→ **Dataset**:
------------------------------------------------------------------------
PR #368, opened 2024-12-02
Optimize app fetch check

mike-sul:
Make sure that the check whether app is fetched is performed only once
during a single update cycle.

- If app is not running then don't check if it is fetched since it going
  to be re-updated anyway which implies checking for missing app blobs
  and pulling them if any.

- If app is enabled for running and is running then whether it is fetched
  or not is done before checking the "reset" apps fetch, so the later is skipped.

### DIFF
--- a/src/composeappmanager.cc
+++ b/src/composeappmanager.cc
@@ -230,18 +230,18 @@ ComposeAppManager::AppsContainer ComposeAppManager::getAppsToUpdate(const Uptane
     }
 
     LOG_DEBUG << app_name << " performing full status check";
-    if (!app_engine_->isFetched({app_name, app_pair.second})) {
-      // an App that is supposed to be installed is not fully installed
-      apps_to_update.insert(app_pair);
-      apps_and_reasons[app_pair.first] = "not fetched";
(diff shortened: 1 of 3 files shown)


src/composeappmanager.cc
```diff
@@ -718,15 +721,26 @@ ComposeAppManager::AppsContainer ComposeAppManager::getRequiredApps(const Config
...
 
   AppsContainer apps_to_be_fetched;
   for (const auto& app : enabled_apps) {
+    if (checked_apps != nullptr && checked_apps->count(app.first) > 0) {
+      // no reason to check whether app is fetched since app is checked and marked for update because
+      // it is either not installed or not running;
+      continue;
+    }
+    if (fetched_apps != nullptr && fetched_apps->count(app.first) > 0) {
+      // no reason to check whether app is fecthed since this check was already done before because this
```
detsch, line 740:
```suggestion
      // no reason to check whether app is fetched since this check was already done before because this
```

detsch (approved):

src/composeappmanager.cc
mike-sul: Done

PR #369, opened 2024-12-06
apps: Avoid pruning unused apps on every check operation

detsch:
Only prune on startup, or when an installation is being finalized.


mike-sul (approved):

mike-sul:
@detsch I suppose we need to cherry-pick it into the v94 branch.

Also, another option would be doing similar in `AkliteClient::CheckAppsInSync()` (add else to if).

mike-sul (approved):

PR #309, opened 2016-11-17
add bulk object creation and removal API for several sai object types

lguohan:
add bulk object creation and removal API for next_hop_member, stp_port, vlan_member, and lag_member

### DIFF
--- a/inc/saitypes.h
+++ b/inc/saitypes.h
@@ -566,9 +566,11 @@ typedef struct _sai_attribute_t {
  *         of attribute for each object to create.
  *
  * @param[in] attrs List of attributes for every object.
+ * @param[out] object_statuses List of status for every object. Caller needs to allocate the buffer.
  *
- * @return #SAI_STATUS_SUCCESS on success when all objects are created. When
- * there is failure, none of the objects are created, and failure code is returned.
+ * @return #SAI_STATUS_SUCCESS on success when all objects are created or #SAI_STATUS_FAILURE when
+ * any of the objects fails to create. When there is failure, Caller is expected to go through the
+ * list of returned statuses to find out which fails and which succeeds.
  */
 
 typedef sai_status_t (*sai_bulk_object_create_fn)(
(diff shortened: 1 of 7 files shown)


lguohan:
@tushar-ty , @itaibaz , @atitjain , @krambn, @AshokDaparthi , @SathishKumarTR-Dell , @sonicyao1985 , please review.

inc/saitypes.h
```diff
@@ -557,6 +557,49 @@ typedef struct _sai_attribute_t {
...
+ *
+ * @return #SAI_STATUS_SUCCESS on success when all objects are created or #SAI_STATUS_FAILURE when
+ * any of the objects fails to create. When there is failure, Caller is expected to go through the
+ * list of returned statuses to find out which fails and which succeeds.
+ */
+
+typedef sai_status_t (*sai_bulk_object_create_fn)(
+        _In_ sai_object_id_t switch_id,
+        _In_ uint32_t object_count,
+        _Out_ sai_object_id_t *object_id,
```
tushar-ty: Would it look cleaner to have the two _Out_'s in the end of the param list. 
_Out_ sai_object_id_t *object_id, _Out_ sai_status_t *object_statuses ?

Everything else looks fine.

atitjain:
@lguohan Some thoughts:
Is this currently the infrastructure code and solves some of the earlier discussed issues during CRUD adaption. Do we have a plan to extend it to other objects. Rather the architecture we have for saiobject.h, which provides common getters and setters based on the object type could be considered for this. 
For example if some application with SW based learning does bulking of say FDB notifications and can do one shot FDB creations.

inc/saitypes.h
```diff
@@ -556,6 +556,63 @@ typedef struct _sai_attribute_t {
...
+ * @param[in] object_count Number of objects to create
+ * @param[in] attr_count List of attr_count. Caller passes the number
+ *         of attribute for each object to create.
+ * @param[in] attrs List of attributes for every object.
+ * @param[in] type bulk operation type.
+ *
+ * @param[out] object_id List of object ids returned
+ * @param[out] object_statuses List of status for every object. Caller needs to allocate the buffer.
+ *
+ * @return #SAI_STATUS_SUCCESS on success when all objects are created or #SAI_STATUS_FAILURE when
```
atitjain: I think you mean:
```..... #SAI_STATUS_SUCCESS on success when all objects are created or a failure code (sai_status_t) when any of the objects failes....```. 
The correct status could be used for further debug/analysis. Can we just clarify the comment so that implementation handles it properly.

File: inc/saitypes.h [hunk 3]
```diff
@@ -556,6 +556,63 @@ typedef struct _sai_attribute_t {
...
+ * @param[out] object_statuses List of status for every object. Caller needs to allocate the buffer.
+ *
+ * @return #SAI_STATUS_SUCCESS on success when all objects are removed or #SAI_STATUS_FAILURE when
+ * any of the objects fails to remove. When there is failure, Caller is expected to go through the
+ * list of returned statuses to find out which fails and which succeeds.
+ */
+
+typedef sai_status_t (*sai_bulk_object_remove_fn)(
+        _In_ uint32_t object_count,
+        _In_ sai_object_id_t *object_id,
```
atitjain: I think we could make use of:
```
typedef struct _sai_object_list_t {
    uint32_t count;
    sai_object_id_t *list;
} sai_object_list_t;
```

kcudnik:
Add bulk route_entry create/remove also ?

inc/saitypes.h
lguohan: leave it as it is to keep it in similar format as object_create

inc/saitypes.h
lguohan: I thin it is SAI_STATUS_FAILURE, the failure code for each individual object are encoded in the object_statuses return.

lguohan:
@atitjain , this function pointer is also universal to all UID based object. For other key based object, we can later introduce the bulk function for each type as the existing create object function.
@kcudnik , batch route will be added later.

PR #310, opened 2016-11-17
enforce default value check for all non mandatory_on_create attribute

lguohan:


lguohan:
@kcudnik , can you review?

PR #311, opened 2016-11-18
Flags for SAI_SWITCH_ATTR_*_HASH* should be CREATE_AND_SET

vveskera:
User should have the possibility to set created hash objects as an attribute for switch object, not only to read it.

### DIFF
--- a/inc/saiswitch.h
+++ b/inc/saiswitch.h
@@ -558,11 +558,10 @@ typedef enum _sai_switch_attr_t
      * #SAI_NATIVE_HASH_FIELD_ETHERTYPE\]
      * #SAI_HASH_ATTR_UDF_GROUP_LIST empty list
      *
-     * The object id is read only, while the object attributes can be modified
      *
      * @type sai_object_id_t
      * @objects SAI_OBJECT_TYPE_HASH
-     * @flags READ_ONLY
+     * @flags CREATE_AND_SET
      */
     SAI_SWITCH_ATTR_ECMP_HASH,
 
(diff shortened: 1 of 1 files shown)


inc/saiswitch.h
```diff
@@ -558,11 +558,10 @@ typedef enum _sai_switch_attr_t
      * #SAI_NATIVE_HASH_FIELD_ETHERTYPE\]
      * #SAI_HASH_ATTR_UDF_GROUP_LIST empty list
      *
-     * The object id is read only, while the object attributes can be modified
      *
      * @type sai_object_id_t
      * @objects SAI_OBJECT_TYPE_HASH
-     * @flags READ_ONLY
+     * @flags CREATE_AND_SET
```
lguohan: as noted in the comment, the object id is read only, but user can still modify the attribute of the hash object, so user can still change the hash fields. The reason we do not allow user to change the attribute is that this is the root hash function and we do not allow user to set it to null and avoid undefined behavior. The same applies to LAG_HASH. 

For the rest of HASH attribute, it is ok to change to CREATE_AND_SET. Since is CREATE_AND_SET, we need then give default value. In this case, I suggest it to be SAI_NULL_OBJECT_ID, and we need to explain the behavior of this in the comment. In my mind, the behavior should be inherit the root hash object in the hash tree.

The meta data validation for this PR is failing, can you modify your meta according to above suggestion and make it pass?

kcudnik: hmm, could this attribute be create and set, and allow null, which null will mean 'use default' and it should be well defined, this way we will avoid more "default" objects created on the switch since i just noticed that i will also need to add those fields to "hidden" objects and during syncd restart i will have to "skip" those hash creations which are just readonly and it will require special logic

PR #315, opened 2016-11-27
Proposal for 'How To' add SAI API Extensions

mikelazar:


tushar-ty:
How do we resolve conflicts if someone uses extensions from more than one provider ?
Don’t we need to allocate vendor specific base enum offsets..

I think an example showing how will the extension headers be defined and included will help.
It seems to me that the enum values can conflict when two vendors define their own enums for different purposes in the same modules.
Also conflicts can occur for module ids, obj ids, API ids etc. at the top level when including extensions from more than one source.

mikelazar:
Added usage notes. Note that there are no conflicts between symbols:
- for attribute extensions, if two vendors provide the same functionality (same extended attributes, say PORT_LED), they should use the same extension attribute
- module extensions are completely independent, and if two extension modules provide the same functionality (say, MPLS) they are not used at the same time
------------------------------------------------------------------------
→ **Aim of the exercise**: From the material above, set down exactly the lines between the line holding "-566,9 +566,11 @@" and the line holding "- * @return", inclusive. Include nothing else.

→ **Reply to the exercise**:
@@ -566,9 +566,11 @@ typedef struct _sai_attribute_t {
  *         of attribute for each object to create.
  *
  * @param[in] attrs List of attributes for every object.
+ * @param[out] object_statuses List of status for every object. Caller needs to allocate the buffer.
  *
- * @return #SAI_STATUS_SUCCESS on success when all objects are created. When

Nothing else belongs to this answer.